MINOOKA — The eighth-graders in the Minooka Travel Abroad Program, or TAP, always have fun on their overseas adventures, but they also learn enough about the history, literature, language, art, culture, and food of the countries they visit that they earn high school credit along with it.

Nineteen Minooka Junior High students, a handful of parents, and five teachers — four from Minooka and one from Homer Glen — returned home this month from a two-week educational tour of Spain, Portugal, Morocco and Gibraltar.

It was the best trip of all the TAP excursions, said organizer and literature teacher Mike Curtis, although he admits to saying that about every trip.

Last year, his eighth-graders went to Ireland.

The year before, to Italy. Before that, it was Greece and then Germany.

Next year, the group plans on extending its reach to Asia for a trip to Japan. To extensively study about the countries beforehand, and then have the chance to visit them gives his students a much richer experience, Curtis said.

“It really gives kids that unique experience,” he said. “It hits home better than just reading a book or taking the trip without learning about the culture and history first. … It means more when they understand what they’re seeing before they go there.”

Minooka TAP is not affiliated with the school district, but students and teachers meet at the junior high every Wednesday after school to prepare academically for the trips.

For student Danielle Davis, the destinations felt more like a different world than different countries.

“I am very, very glad I got to go,” Danielle said. “It’s something I’ll probably treasure forever.”

Danielle didn’t mind the extra homework she had to do to prepare for the trip during the school year.

It was worth it to know what to expect and to be able to have a better feeling for the sites she saw.

“I was most looking forward to Morocco and Gibraltar,” she said. “We saw buildings made of Jurassic limestone. I liked the culture, too, seeing the ways they live. It was very, very different from our culture.”

The group began its tour in Lisbon, Portugal, drove around southern Spain, made a stop in Gibraltar, and cruised across the Mediterranean to spend a day in Morocco.

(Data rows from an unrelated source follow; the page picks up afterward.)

PR #2994, opened 2026-06-30
Fix components not centering

Alexia-Claudia-Micu:
# Pull Request

## 🤨 Rationale

[Azdo issue](https://dev.azure.com/ni/DevCentral/_workitems/edit/3946267)

The auto-scroll refactor wrapped the default slot in a `.messages-anchored` div with `[flex: none]`. The previously used min-height: 100% approach does not work on flex items whose parent has no explicit height (only a computed one from flex: 1, which browsers resolve to 0). This caused `.messages-anchored` to collapse to its content height, leaving no free space for the welcome message to center within.

## 👩‍💻 Implementation

- Changed messages-anchored to always be min-height: 100%
- Changed welcome message sizing to fill available space in the flex layout.

## 🧪 Testing

Storybook and example app testing.

## ✅ Checklist

### DIFF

The tour took the students to the palaces of Sintra, a small bone chapel in Evora, the famed bullring in Seville, the top of the Rock of Gibraltar and through a Moorish palace in Granada.

They got to see the famous windmills across Don Quixote’s plains of La Mancha, as well.

One of the highlights of the trip was the excursion to Northern Africa to wander through a Moroccan city.

“It was like a movie,” student Ivy Diaz said. “You kept expecting an action hero to run down the street, but it was real. … I’ll never forget being there.”